TASK PROMPT = The required response is the number of lines in the entries that include the word "expect", with nothing added.

(Saved entries)
________
PR #34351, opened 2026-06-10
Dedupe global voice error toasts

m-abboud:
## Summary
- Give global push-to-talk voice error toasts stable IDs by error code so repeated failures replace the existing toast instead of stacking identical alerts.
- Cover the stable ID behavior in the global push-to-talk bridge test.

## Original prompt
The user reported speech-to-text setup error toasts in the web/Electron frontend stacking and staying visible after clicking the X. The screenshot showed duplicate "Speech-to-text is not set up" alerts, so this change targets the global voice toast path to make repeated errors dismiss cleanly.


m-abboud:
@codex review

PR #34410, opened 2026-06-11
Replace update banner with bottom-right toast notification

noanflaherty:
## Summary
- Replace the full-width `UpdateBanner` (which pushed content down and sat in the macOS title-bar drag region) with a `UpdateToast` component that renders as a bottom-right toast card via the existing Sonner toast system
- Add `toast.custom()` and `toast.dismiss()` methods to the design library's toast wrapper so custom JSX toasts can be driven imperatively
- The new component is headless (returns `null`), subscribes to update state, and shows a persistent toast with progress bar during download and a "Restart to install" action when ready — dismissible with smart re-show on status change

## Original prompt
The Electron app's auto-update download UI rendered as a full-width banner at the top of the window, displacing content and overlapping the macOS title-bar drag region. We discussed three alternative approaches and chose option 1: a toast/notification card in the bottom-right corner using the app's existing Sonner toast infrastructure and design library primitives (ProgressBar, toast variant styles, lucide icons). The plan was approved before implementation.


noanflaherty:
@codex review

PR #34417, opened 2026-06-11
Plumb frontmatter category into skills API; categorize bundled skills

noanflaherty:
## Summary
- Parse `metadata.vellum.category` from SKILL.md frontmatter into `SkillSummary` (all five skill sources flow through the shared `parseFrontmatter()` helper) and use it in `toSlimSkillResponse` as a fallback between the catalog lookup and the `"system"` default: catalog > frontmatter > system.
- Assign category slugs to all 18 bundled skills, which were previously always bucketed under System because they are never in the Vellum catalog and frontmatter categories were silently dropped (messaging/followups → messaging, phone-calls/transcribe → voice, schedule/playbooks/contacts → productivity, document-editor/image-studio/media-processing → content, acp/app-builder → development, sequences → email; settings, computer-use, skill-management, subagent, app-control stay system).
- Add tests: frontmatter category parsing (trim/empty/non-string handling), a regression test that every bundled skill declares a slug from `skills/skill-categories-catalog.yaml`, and category-precedence coverage for `listSkills()`.

## Original prompt
While investigating why all skills were showing a category of "system", we found the daemon resolves category exclusively from the Vellum catalog id lookup with a `"system"` fallback — a skill's own `metadata.vellum.category` frontmatter was never parsed. The catalog-side half was fixed in #34234, but bundled skills (never in the catalog) still always rendered as System. The user asked to fix this remaining gap: plumb frontmatter category through `SkillSummary` to the skills API and assign real categories to the bundled skills.

### DIFF
--- a/assistant/src/__tests__/skills.test.ts
+++ b/assistant/src/__tests__/skills.test.ts
@@ -10,6 +10,7 @@ import {
 import { tmpdir } from "node:os";
 import { join } from "node:path";
 import { afterEach, beforeEach, describe, expect, mock, test } from "bun:test";
+
 import { parse as parseYaml } from "yaml";
 
 const TEST_DIR = process.env.VELLUM_WORKSPACE_DIR!;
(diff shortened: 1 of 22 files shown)


noanflaherty:
@codex review

PR #34512, opened 2026-06-11
fix(web): pin es-toolkit to 1.46.1 so the billing usage chart evaluates again

noanflaherty:
## Summary

- Pin transitive dep `es-toolkit` to 1.46.1 via bun `overrides` in `apps/web/package.json` (it reaches us through recharts 3.8.1).
- es-toolkit 1.47.0's CJS dist names its module-scope require bindings `require_isUnsafeProperty` etc., which collides with Rolldown's (Vite 8) own CJS-wrapper helper naming. The deconflicted output emits self-shadowing `var t = t()` in the wrapped `compat/get` module, throwing `TypeError: t is not a function` at module evaluation.
- This was the root cause of the blank black page at `/assistant/settings/billing` — **including in prod**: importing the deployed `billing-page-DKHEIITH.js` on www.vellum.ai rejects with exactly this error (contrary to #34508's "prod not affected" note, which appears to have been verified against a pre-#34477 install). #34508 stops the page from blanking, but the split-out recharts chunk still fails to evaluate, leaving the usage chart stuck on its error fallback. With this pin, both `billing-page` and `billing-usage-chart` prod chunks evaluate cleanly (verified by serving `dist/` and dynamic-importing the chunks in a browser; the rebuilt chart chunk has no `var t=t()` self-shadowing near `isUnsafeProperty`).

The bump to 1.47.0 came in via #34477's lockfile refresh. Revisit this pin once es-toolkit ships a stable release fixing the `require_`-prefixed naming in its CJS dist (only `-dev` builds exist after 1.47.0 as of 2026-06-11), or once Rolldown fixes the deconflicting collision.

## Original prompt

Investigating why /assistant/settings/billing rendered a blank black page in dev and prod. Diagnosis traced it to the es-toolkit 1.46.1 → 1.47.0 transitive bump breaking Rolldown's CJS wrapping of recharts' es-toolkit compat imports. #34508 (merged) contains the blast radius so a chart failure can't blank the page; this PR pins es-toolkit back so the chart actually works again.

### DIFF
--- a/apps/web/bun.lock
+++ b/apps/web/bun.lock
@@ -99,6 +99,9 @@
       },
     },
   },
+  "overrides": {
+    "es-toolkit": "1.46.1",
+  },
   "packages": {
     "@adobe/css-tools": ["@adobe/css-tools@4.5.0", "", {}, "sha512-6OzddxPio9UiWTCemp4N8cYLV2ZN1ncRnV1cVGtve7dhPOtRkleRyx32GQCYSwDYgaHU3USMm84tNsvKzRCa1Q=="],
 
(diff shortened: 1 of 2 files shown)


noanflaherty:
Note: the **Type Check** failure here is a pre-existing main breakage (test fixtures missing the `artifact` field required since #34469 — main's Web CI has been red since #34487's merge). Fixed separately in #34513; merge that first, then update this branch and Type Check will go green. All checks specific to this change (Build, Lint, Test) pass.

noanflaherty:
@codex review

PR #34574, opened 2026-06-11
fix(tools): reject tool calls whose arguments failed JSON parsing

asharma53:
## Problem

When a model streams malformed or truncated tool-call argument JSON, the OpenAI-compatible providers wrap the raw string as `{ _raw: "..." }` (they can't drop the `tool_use` block — the protocol requires a paired `tool_result` for every tool_use id). Nothing downstream checked for that marker, so tools executed with garbage input.

Observed in production with MiniMax M3 via OpenRouter: two `ui_show` calls arrived with arguments truncated mid-object (`{"surface_type": "card", "data": `). The tool executed anyway, created surfaces with no `surface_type` — which render as permanent **"Unknown surface"** cards in the web client — and returned a success result with a surfaceId, so the model believed the calls succeeded and never retried.

## Fix

- New `assistant/src/providers/unparseable-tool-args.ts` centralizes the marker shape: `wrapUnparseableToolArgs()` (used by both OpenAI-compatible providers) and `isUnparseableToolArgs()` / `unparseableToolArgsMessage()`.
- `ToolApprovalHandler.checkPreExecutionGates` gains an early gate: when the input is the marker shape, the invocation is rejected with an error tool result that includes a bounded preview of the raw arguments and tells the model to retry with valid JSON. The tool never executes.
- The detection requires the exact wrapped shape (single `_raw` key holding a string) so legitimate inputs that happen to contain a `_raw` field are unaffected.

## Tests

- `assistant/src/providers/__tests__/unparseable-tool-args.test.ts` — marker wrap/detect/message unit tests.
- `assistant/src/__tests__/tool-approval-handler.test.ts` — gate rejects marker input with an error lifecycle event, truncates long previews, and does not false-positive on inputs that merely contain `_raw`.

Part of the MiniMax M3 tool-arg mangling investigation (companion UI PR makes the `task_progress` card degrade sanely when steps data is malformed).

### DIFF
--- a/assistant/src/__tests__/tool-approval-handler.test.ts
+++ b/assistant/src/__tests__/tool-approval-handler.test.ts
@@ -532,6 +532,91 @@ describe("ToolApprovalHandler / pre-exec gate grant check", () => {
   });
 });
 
+describe("ToolApprovalHandler / unparseable tool args gate", () => {
+  const handler = new ToolApprovalHandler();
+  const events: ToolLifecycleEvent[] = [];
+  const emitLifecycleEvent = (event: ToolLifecycleEvent) => {
+    events.push(event);
+  };
+
+  beforeEach(() => {
+    clearTables();
+    events.length = 0;
+  });
+
+  test("input wrapped as { _raw } is rejected without executing", async () => {
+    const result = await handler.checkPreExecutionGates(
+      "bash",
+      { _raw: '{"command": "ls -' },
+      makeContext({ trustClass: "guardian" }),
+      "sandbox",
+      "low",
+      Date.now(),
+      emitLifecycleEvent,
+    );
+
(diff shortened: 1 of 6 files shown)


asharma53:
**Review focus** (risk: low-medium): the new gate sits at the top of `checkPreExecutionGates`, before the guardian/grant gates. Two things worth a careful look:

1. **False-positive surface** — the marker check requires the exact shape `{ _raw: <string> }` (single key). No registered tool has an `_raw` parameter today, but if one ever does and a model sends *only* that field, it would be rejected. The exact-shape check plus tests cover this, but flag if you know of a tool schema heading that way.
2. **Gate placement** — rejecting before grant consumption means a malformed call never burns a one-time guardian grant, which I believe is the desired behavior.

PR #34575, opened 2026-06-11
fix(web): don't render a 0/0 progress bar for malformed task_progress cards

asharma53:
## Problem

When a model emits `task_progress` card template data whose `steps` field is not an array — observed with MiniMax M3, which wrapped the array as `{"steps": {"item": [...]}}` — the card fails `isTaskProgressSurface()` (which requires a non-empty array) and falls through to the generic branch. That branch still matched on `template === "task_progress"` and rendered the counter-style `TaskProgressBar`, which reads `templateData.completed`/`total` — fields that don't exist in the steps-shaped payload — producing a useless **"0 / 0 tasks · 0%"** bar.

## Fix

Gate the counter bar on the template data actually carrying usable counters: `completed` must coerce to a finite number (absent is fine — the bar treats it as 0) and `total` to a finite positive number. When neither valid steps nor usable counters are present, the card degrades to its plain title/body.

Cards with a valid `steps` array (the documented shape) and cards with genuine `{ completed, total }` counters render exactly as before.

## Tests

`card-surface.test.tsx`:
- valid counters still render the bar (`2 / 5 tasks`, `40%`)
- the MiniMax `{ item: [...] }` steps shape renders no bar and falls back to title/body
- `task_progress` with neither steps nor counters renders no bar

Companion to #34574, which rejects tool calls whose arguments failed JSON parsing entirely (this PR covers the case where the JSON parsed but the shape is wrong).

### DIFF
--- a/apps/web/src/domains/chat/components/surfaces/card-surface.test.tsx
+++ b/apps/web/src/domains/chat/components/surfaces/card-surface.test.tsx
@@ -129,4 +129,71 @@ describe("CardSurface", () => {
 
     expect(rendered).toContain("lucide-circle-x");
   });
+
+  test("renders the counter progress bar when templateData has usable counters", () => {
+    const rendered = renderToStaticMarkup(
+      <CardSurface
+        surface={surface({
+          data: {
+            title: "Processing files",
+            body: "",
+            template: "task_progress",
+            templateData: { completed: 2, total: 5 },
+          },
+        })}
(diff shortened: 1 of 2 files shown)


asharma53:
Superseded — the task_progress malformed-card guard (hasUsableProgressCounters + conditional progress bar) already landed on main via an earlier squash merge. The remaining diff on this branch is formatting-only.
________
WRITTEN ANSWER = 2